Can Mom-and-Pop Shops Survive Extreme Gentrification?
When I was about 6, my dad and I were sitting near Wall Street when I asked him why so many men were wearing suits and ties. It was the 1970s, and we lived in Greenwich Village, a place where you could see men wearing almost anything except a suit and tie. My dad, a theater actor, told me that the people on Wall Street cared about money, and as a result, they had to dress formally. I even remember feeling bad for these poor chumps.
Since the 1970s, though, the financial industry has grown faster than nearly any other in size and as a proportion of the overall economy. In 1970, it was about 4 percent of the G.D.P. Last year, it was twice that. The impact is felt everywhere in the United States, but it may be most evident in the Village. The artists, weirdos and blue-collar families that I grew up with (save the lucky rent controllers) are long gone. They’ve been replaced, in large part, by guys in suits.
During the ’70s and ’80s, the Village was the Jane Jacobs ideal, a neighborhood crammed with small mom-and-pop stores. That’s changed too. That old house-plant store is now a Marc Jacobs boutique. The dowdy bird store with the parrots in the window became Magnolia Bakery. The onslaught of luxury brands — Ralph Lauren, Jimmy Choo, Burberry, among them — has been so relentless that I’m happy when I see one of the old shops still in business. As an economics geek, I also wonder how in the world they survived. How have they innovated? How were they shrewd enough to overcome the rising rents and profit off a new, wealthy clientele?

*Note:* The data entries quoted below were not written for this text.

PR #78, opened 2022-09-20
protect escaped brackets

zkamvar:
This provides a patch to avoid escaping unescaped brackets when doing a roundtrip.

``` r
tmp <- tempfile()
writeLines("\\[escaped\\] and [unescaped] and [links](https://example.com) will be respected", tmp)
```

No sourcepos, no protection for unescaped braces

``` r
tinkr::yarn$new(tmp)$show()
#> \[escaped\] and \[unescaped\] and [links](https://example.com) will be respected
```

Add sorucepos, then protection happens

``` r
tinkr::yarn$new(tmp, sourcepos = TRUE)$show()
#> \[escaped\] and [unescaped] and [links](https://example.com) will be respected
```

<sup>Created on 2022-09-20 with [reprex v2.0.2](https://reprex.tidyverse.org)</sup>


NEWS.md
```diff
@@ -1,5 +1,9 @@
 # tinkr (development version)
 
+* unescaped square braces from the source code can now make the roundtrip
+  without extra markup. This is implemented in a new default parameter for
+  `to_xml()` called `unescaped = TRUE`, which indicates that you would like
```
maelle, line 5: should it be called something more specific? `protect_unescaped_square_braces` is long but clear :thinking:

NEWS.md
```diff
@@ -1,5 +1,9 @@
...
+  unescaped square braces to remain unescaped.
```
maelle, line 6:
```suggestion
  unescaped square braces to remain unescaped (#78). 
```

R/asis-nodes.R
```diff
@@ -287,36 +287,104 @@ protect_tickbox <- function(body, ns) {
...
+#' Protect unescaped square brackets from being escaped
+#'
+#' Commonmark allows both `[unescaped]` and `\[escaped\]` square brackets, but
+#' in the XML representation, it makes no note of which square brackets were 
+#' originally escaped and thus will escape both in the output.
+#'
+#' To fix this, we dive back into the source document and find the brackets that
+#' were originally escaped and wrap those characters in protective tags so that
+#' they do not become escaped when the XML is written. This has the benefit of 
+#' protecting footnotes and reference style links for child documents.
```
maelle, line 300: what are "reference style links for child documents"? could you add a link or example?

R/asis-nodes.R
```diff
@@ -287,36 +287,104 @@ protect_tickbox <- function(body, ns) {
...
+#'
+#' @inheritParams resolve_anchor_links
+#' @param offset the offset in lines of the yaml header defaults to 0,
```
maelle, line 303: maybe clarify?

R/asis-nodes.R
```diff
@@ -287,36 +287,104 @@ protect_tickbox <- function(body, ns) {
...
+#' indicating that the text has the yaml header stripped off. 
+#' @keywords internal
+#' @note This requires documents to be read in with `sourcepos = TRUE`
```
maelle, line 306: maybe specify what read in is here? new object created/other tinkr function used.

R/asis-nodes.R
```diff
@@ -287,36 +287,104 @@ protect_tickbox <- function(body, ns) {
...
+#'
+#' @examples
+#' f <- system.file("extdata", "link-test.md", package = "tinkr")
+#' md <- yarn$new(f, sourcepos = TRUE, unescaped = FALSE)
+#' md$show()
+#' if (requireNamespace("withr")) {
+#' lnks <- withr::with_namespace("tinkr",
```
maelle, line 313: why the withr use here?

R/asis-nodes.R
```diff
@@ -287,36 +287,104 @@ protect_tickbox <- function(body, ns) {
...
+#' @keywords internal
+#' @note This requires documents to be read in with `sourcepos = TRUE`
+#'
+#' @examples
+#' f <- system.file("extdata", "link-test.md", package = "tinkr")
+#' md <- yarn$new(f, sourcepos = TRUE, unescaped = FALSE)
+#' md$show()
+#' if (requireNamespace("withr")) {
+#' lnks <- withr::with_namespace("tinkr", 
+#'   protect_unescaped(md$body, readLines(md$path), offset = length(md$yaml)))
```
maelle, line 314: why couldn't `md` be the argument and all these things the default values?

R/asis-nodes.R
```diff
@@ -287,36 +287,104 @@ protect_tickbox <- function(body, ns) {
...
+#' md$body <- lnks
+#' md$show()
+#' }
+protect_unescaped <- function(body, txt, offset = 0L, ns = md_ns()) {
+  has_sourcepos <- xml2::xml_find_lgl(body, "boolean(.//@sourcepos)")
+  if (!has_sourcepos) {
+    warning("`protect_unescaped()` needs to know the source position. No modification taking place.")
```
maelle, line 321: Hint about how to read in?

R/asis-nodes.R
```diff
@@ -287,36 +287,104 @@ protect_tickbox <- function(body, ns) {
...
 }
 
-protect_footnotes <- function(body, ns = md_ns()) {
-  body <- copy_xml(body)
 
-  feet <- footnote_check(body, ns)
-  if (length(feet) == 0) {
-    return(body)
+find_escaped_squares <- function(txt) {
+  gregexpr("(\\\\\\])|(\\\\\\[)", txt)
```
maelle, line 335: :sweat_smile:

R/asis-nodes.R
```diff
@@ -287,36 +287,104 @@ protect_tickbox <- function(body, ns) {
...
+fix_unescaped_squares <- function(nodes, txt, squares, escapes, offset) {
+  lines  <- get_linestart(nodes) + offset
+  for (i in seq_along(lines)) {
+    this_line <- lines[[i]]
+    this_node <- nodes[[i]]
+    if (!this_line %in% escapes) {
+      # if there are no existing escaped braces here, we need to protect them
+      fix_unescaped(this_node)
+    } else {
+      # if there are escaped braces, there may be situations where we have
```
maelle, line 347: wow good catch

R/to_xml.R
```diff
@@ -10,17 +10,24 @@
...
 #' 
 #' @details This function will take a (R)markdown file, split the yaml header
 #'   from the body, and read in the body through [commonmark::markdown_xml()].
 #'   Any RMarkdown code fences will be parsed to expose the chunk options in
 #'   XML and tickboxes (aka checkboxes) in GitHub-flavored markdown will be
 #'   preserved (both modifications from the commonmark standard). 
 #'
-#'   Math elements 
+#' @note
+#'   Math elements are not protected by default. You can use [protect_math()] to
```
maelle, line 28: should there be an example / test of "apply all possible protections"

tests/testthat/_snaps/anchor-links.md
```diff
@@ -35,12 +35,12 @@
       
       This should also include references that use [standalone][standalone] links and
       footnotes should not be properly parsed and will be considered 'asis' nodes,
-      at least that's what I *believe*\[^footy\]. Maybe this might not pan out \[^but who
-      knows? footnotes are **WEIRD**, man\].
+      at least that's what I *believe*[^footy]. Maybe this might not pan out [^but who
+      knows? footnotes are **WEIRD**, man].
```
maelle, line 39: :joy_cat:

maelle (approved):
Very nice :sparkles:

R/asis-nodes.R
maelle: Thanks! Maybe even an example of what the main and child docs would contain?

R/asis-nodes.R
zkamvar: I was trying to indicate that if a user uses a body from `to_md()` or `yarn$new()` without `sourcepos = TRUE`, then this function can not be used.

R/asis-nodes.R
zkamvar: Because this is an internal function and CRAN did not like my habit of documenting internal functions, so this allows me to access the internal function without using the triple colons, though, I guess I could use `asNamespace("tinkr")$protect_unescaped`

R/to_xml.R
zkamvar: Oh yes absolutely!

We should do a comparison of _everything off_ and then gradually build up to _everything on_. Of course the `yarn` implementation would be much simpler, because it can hide the complexity and allow folks to chain the protections. 

```r
source <- readLines(path)[-(1:3)] # source without yaml

# unescaped protection not possible
A <- to_xml(path, anchor_links = FALSE, unescaped = FALSE)
B <- to_xml(path, anchor_links = TRUE, unescaped = FALSE)

# equivalent to B
A$body <- anchor_links(A$body, source)

# unescaped protection possible
C <- to_xml(path, anchor_links = FALSE, unescaped = FALSE, sourcepos = TRUE)
D <- to_xml(path, anchor_links = TRUE, unescaped = TRUE, sourcepos = TRUE)

# equivalent to D
C$body <- anchor_links(C$body, source)
C$body <- protect_unescaped(C$body, source)
```

I'm realising that all of these are kind of 'off-label' enhancements we offer and I need to write a vignette that spells them out (including what happens with code chunks). The reason `anchor_links` and the `unescaped` are default is that they need the source document in order to process the elements that were hidden by the parser. The reason `protect_math` is not a default is because it is still not fully reliable as it will bork things that look like math (no matter how much I tried to avoid that).

R/asis-nodes.R
zkamvar: I'm thinking that I should remove this since it's not an option in the anchor links function and it requires the same thing.

R/asis-nodes.R
zkamvar: This function does not expect a yarn object, so having `md` be the argument doesn't make sense in this context... and I just realised that I never added a yarn method 🙈

R/asis-nodes.R
zkamvar: This took me a good five minutes to figure out how to get working 😅

NEWS.md
zkamvar: I left it at `unescaped` because I was thinking that we can add in [other commonly escaped characters](https://spec.commonmark.org/0.30/#example-14) later. The only reason why I do not do this now is that I need to make sure the math protection is not adversely affected by this feature (e.g. will having existing `asis` nodes break the search for math delimiters?).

I recently stopped by the oldest Village business I could think of, McNulty’s Tea & Coffee Co., which was established on Christopher Street in 1895. David Wong, whose family bought the place in 1980, didn’t have any savvy business secrets. When I asked how business had changed since the ’80s, Wong shrugged. “It’s about the same,” he said. What? Back then, nobody was talking about fancy coffee. I remember avoiding walking on this block for fear of being propositioned.
Wong clarified himself: Yes, the neighborhood had changed drastically. So had its taste for upmarket coffee. McNulty’s used to stock a fairly small selection; fancy beans, like French Roast Java, sold mostly during Christmas. Now their big sellers include Puerto Rican Yauco Selecto, which goes for $26 a pound. But demand has grown at just about the same rate as the rise in rent and the price of beans. And the Wongs have done little to innovate. McNulty’s had the same disheveled charm that it always did, from the beautiful Chinese tins that held tea leaves to the wall of rubber stamps they use to mark everything. It doesn’t sell coffee online. “We’re not way richer or poorer,” he insisted. “We’re about the same.” And this didn’t bother him.